Quiconque a déjà pris un taxi en Chine a pu se rendre compte que la conduite y était pour le moins différente de la France. Et d'après les statistiques (qui varient entre les chiffres nationaux et ceux estimés par l'OMS), les routes chinoises sont 3,5 à 16 fois plus dangereuses qu'en France. Notre enquête pour voir les origines de ces différences et les moyens concrets mis en place pour améliorer la sécurité sur les routes.

 

Les challenges liés à la modernisation

Le bureau national des statistiques chinoises dénombrait 58,538 morts sur les routes en 2015, alors qu'une estimation de l'OMS (Organisation Mondiale de la Santé) annonçait un chiffre quatre fois plus important : 261,367 personnes auraient trouvé la mort dans un accident de voiture en 2015. La différence tiendrait à une difficulté d'obtenir des chiffres précis entre les morts constatées sur place et celles survenant à l'hôpital. Mais quels que soient les chiffres réels, les routes chinoises seraient donc en moyenne 3,5 à 16 fois plus dangereuses qu'en France.

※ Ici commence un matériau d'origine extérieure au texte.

PR #1110, opened 2017-09-26
RFC: Implement line_z and fill_z for GR

daschw:
This allows to have lines with colors corresponding to a value, multi-colored lines, "heatmaps" with custom shapes, ... e.g.
```julia
using Plots; gr()

σs = 0.5:0.1:2
normal_x = linspace(-5, 5, 100)
normal_y = [exp.(-normal_x.^2 / (2σ^2)) / (2π * σ^2) for σ in σs]

xs, ys = Plots.unzip(Plots.partialcircle(0, 2π, 50, 0.5))
shapes = [Shape(xs + i, ys + j) for i in 1:10, j in 1:10]
zvals = [i * j for i in 1:10, j in 1:10]

y = cumsum(randn(1000))

plot(
    plot(normal_x, normal_y, line_z = σs'),
    plot(shapes, fill_z = zvals),
    plot(y, line_z = y),
    plot(y, fillrange = 0, fill_z = y, fillcolor = :grays),
    label = ""
    )
```
used to look like this:
gr_line_z_old

Now it produces:
gr_line_z
If this behaviour is desirable implementations for PyPlot and Plotly will follow.

### DIFF
--- a/src/args.jl
+++ b/src/args.jl
@@ -1371,12 +1371,15 @@ function _add_defaults!(d::KW, plt::Plot, sp::Subplot, commandIndex::Int)
         getSeriesRGBColor(d[:markerstrokecolor], d[:markerstrokealpha], sp, plotIndex)
     end
 
-    # if marker_z or line_z are set, ensure we have a gradient
+    # if marker_z, fill_z or line_z are set, ensure we have a gradient
     if d[:marker_z] != nothing
         ensure_gradient!(d, :markercolor, :markeralpha)
     end
     if d[:line_z] != nothing
         ensure_gradient!(d, :linecolor, :linealpha)
+    end
+    if d[:fill_z] != nothing
+        ensure_gradient!(d, :fillcolor, :fillalpha)
     end
 
     # scatter plots don't have a line, but must have a shape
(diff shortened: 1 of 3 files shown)


mkborregaard:
Sweet! 💯

mkborregaard:
I think `fill_z` is implemented for PyPlot, though, but to do something different - to custom color individual facets of surface plots (https://github.com/JuliaPlots/Plots.jl/pull/641)

daschw:
> I think fill_z is implemented for PyPlot and Plotly, though, but to do something different - to custom color individual facets of surface plots (#641)

OK, thanks for the info! Then I should probably implement this for GR as well. I guess the behaviour of the last subplot is probably not required that often, but I can still implement the fill_z behaviour of the top right subplot.

mkborregaard:
Cool. Might it create some confusion that fill_z means two different things then? (not sure)

daschw:
Does it? I always understood the marker_z, line_z and fill_z attributes as possibilities to provide an additional value which is translated into colors (of a gradient) and can be interpreted via a colorbar. For markers it's marker_z, for lines line_z and for filled areas fill_z. Filled areas can appear in surfaces, shapes and fillranges. <- That's how I would read it ... Not sure if it's too confusing or not consistent enough (shapes also have lines/strokes, markers have lines/strokes and filled areas ...)

mkborregaard:
No, I agree. But @tbreloff 's use of the term when used to color the facets in a surfaceplot is not consistent with that logic...

mkborregaard:
But maybe it's consistent from the user's perspective, as you point out 👍

mkborregaard:
I really love this enhancement.

daschw:
Cool, I don't know how to implement Tom's facet color fill_z from PyPlot and Plotly for GR, though. I could not figure out how to color the facets of a surface in GR yet ...

mkborregaard:
I guess that's why that is not implemented yet...

PR #1120, opened 2017-10-01
showaxis attribute

daschw:
* This implements the `showaxis` attribute to control whether an individual axis is shown.
* Furthermore I added some minor axis argument preprocessing fixes (one can now e.g. do `plot(rand(10), axis = ("my label", [], :red, font(20)))` with the attributes applying to all axes) and added showaxis attribute to the magic axis arg.
* Possible values are :x, :y, :z, :xy, :xz, :yx, :yz, :zx, :zy, :xyz, :xzy, :yxz, :yzx, :zxy, :zyx, :all, :both, :on, :yes, :show, :off, :no, :hide as Symbol or String and `true` or `false`.

This allows e.g. `xshowaxis = false`, `xaxis = :hide`, `axis = :y`, ... to hide the x axis in a plot:
This has been implemented for GR, PyPlot, PlotlyJS, GLVisualize and PGFPlots and should make it easier to reproduce something like facets:
```julia
plot([plot(rand(10), axis = sa) for sa in (:y, :hide, :both, :x)]..., layout = (2, 2), label = "", link = :all)
```
* **GR**
hide-axis-gr

* **PyPlot**
hide-axis-pyplot

* **Plotly(JS)**
hide-axis-plotlyjs
It seems like `link` is not working for plotly(js). Is this a known issue?

* **GLVisualize**
hide-axis-glvisualize

* **PGFPlots**
hide-axis-pgfplots

Furthermore I implemented four basic framestyles for PGFPlots here:
framestyle_pgfplots

### DIFF
--- a/src/arg_desc.jl
+++ b/src/arg_desc.jl
@@ -110,11 +110,11 @@ const _arg_desc = KW(
 :foreground_color_text    => "Color Type or `:match` (matches `:foreground_color_subplot`). Color of tick labels.",
 :foreground_color_guide   => "Color Type or `:match` (matches `:foreground_color_subplot`). Color of axis guides (axis labels).",
 :mirror                   => "Bool.  Switch the side of the tick labels (right or top).",
-:grid                     => "Bool, Symbol, String or `nothing`. Show the grid lines? `:x`, `:y`, `:z`, `:xy`, ..., `:all`, `:none`, `:off`",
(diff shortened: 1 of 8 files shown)


mkborregaard:
More generally, `lims` argument family don't work for plotlyjs - I think this is related.

daschw:
That makes sense, thanks for the info!

daschw:
Now the axis arrows are removed in pgfplots and the `:zerolines` and `:origin` framestyles are implemented:

pgfplots_showaxis

pgfplots_framestyles

PR #1122, opened 2017-10-02
Fix barwidth to minimum(diff) not mean(diff)

mkborregaard:


mkborregaard:
This adjusts automatic bar width as 80% of the smallest, rather than the mean, distance between bars. 
```
bar([1,2,4,5], 4 .+ rand(4))
```
Before:
skaermbillede 2017-10-02 kl 08 51 37
After:
skaermbillede 2017-10-02 kl 08 52 37

Evizero:
nice

daschw:
Great!

PR #1115, opened 2017-09-29
Function default x limits: fix #1109

mkborregaard:
Tries to find defined x axis limits where the function is defined. Tries (-5,-1,0,0.01) for the minimum, and (5,1,0.99) for the maximum value. Thus, it will not work for functions that only are defined for negative numbers.
Should we add that? It would require a bit fiddling to ensure that the max value was still always larger than the min, and I don't know how common such functions are.

PR #1129, opened 2017-10-04
Apply automatic limits for vectors of functions

mkborregaard:


mkborregaard:
#1115 did not work when passing a vector of functions. This fixes that.
```julia
plot([sin, sqrt])
```
skaermbillede 2017-10-04 kl 11 38 06

mkborregaard:
There seems to be a slight issue (unrelated) with `adapted_grid`, as sqrt doesn't really asymptote towards 0.

PR #1130, opened 2017-10-04
RFC: Use existing colorbar axis if it already exists (for PyPlot)

### LINKED ISSUE #412: Colorbars inside plot areas
When I run the following code...

``` julia
using Plots
y = cumsum(randn(100,3))
scatter(y, zcolor=y)
```

...I see a colorbar for the first series outside the plot area, and two colorbars for the other two series superimposed inside the plot area:
colorbar1
I was expecting the three series to share a single colorbar placed outside the plot area. Thinking I could keep the first series's colorbar on and disable the others, I added `colorbar=[true false false]`, but the plot output did not change.

When I add `layout=2`, the first two colorbars are placed outside the two plot areas, and the third is superimposed on the second plot area:

``` julia
scatter(y, zcolor=y, layout=2)
```

colorbar2

What is the syntax for having multiple series share one colorbar?

EDIT: I'm using the PyPlot backend with Plots 0.8.1. When I switch to GR, there is one colorbar located outside the plot area.

darwindarak:
This should fix #412

### DIFF
--- a/src/backends/pyplot.jl
+++ b/src/backends/pyplot.jl
@@ -1000,7 +1000,14 @@ function _before_layout_calcs(plt::Plot{PyPlotBackend})
             # create and store the colorbar object (handle) and the axis that it is drawn on.
             # note: the colorbar axis is positioned independently from the subplot axis
             fig = plt.o
-            cbax = fig[:add_axes]([0.8,0.1,0.03,0.8], label = string(gensym()))
+
+            if haskey(fig, :cbar_ax)
+                cbax = fig[:cbar_ax]
+                cbar[:clear]()
+            else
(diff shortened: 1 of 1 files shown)


daschw:
I think #412 is already fixed on current master. At least I cannot reproduce it.

daschw:
It has been fixed in https://github.com/JuliaPlots/Plots.jl/pull/1084.
Thanks for the effort, though!
I think we can close #412, or can anyone still reproduce the issue reported there?

darwindarak:
You’re right, it works just fine on master

mkborregaard:
Thanks otherwise! Should work on the release version too - sorry for not closing the issue in time!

Même si ces chiffres sont élevés, il est à noter que la Chine ne possède pas de système d'urgence au niveau national comme c'est le cas en France, et que l'absence de formation aux premiers secours de la population (seule 5% de la population est formée contre 30% en France), font que les personnes blessées sont plus susceptibles de décéder des suites de l'accident, surtout dans les zones reculées. Les véhicules parfois bondés ou hors d'âge n'aident évidemment pas à améliorer la situation.

On note qu'en Chine, ce sont les conducteurs de deux-roues (35% des décès pour les scooters, 10% pour

 les vélos) et les piétons (25% des morts) qui sont les plus vulnérables. La passion grandissante pour les scooters, vélos à moteurs et autre ebikes a rapidement créé des challenges importants pour le gouvernement et la police. En effet, comment s'assurer que les usagers de la route respectent les lois quand ils ne sont pas formés ?

Le scooter, qui ne nécessite pas de permis, va plus vite et est potentiellement plus dangereux, surtout quand la majorité des usagers ne porte pas de casque alors qu'ils sont plus vulnérables que dans une voiture. D'autre part la plupart des usagers de ces scooters et vélos électriques sont des migrants venant de zones rurales qui ne sont pas familiarisés avec la conduite et les règles de conduites. 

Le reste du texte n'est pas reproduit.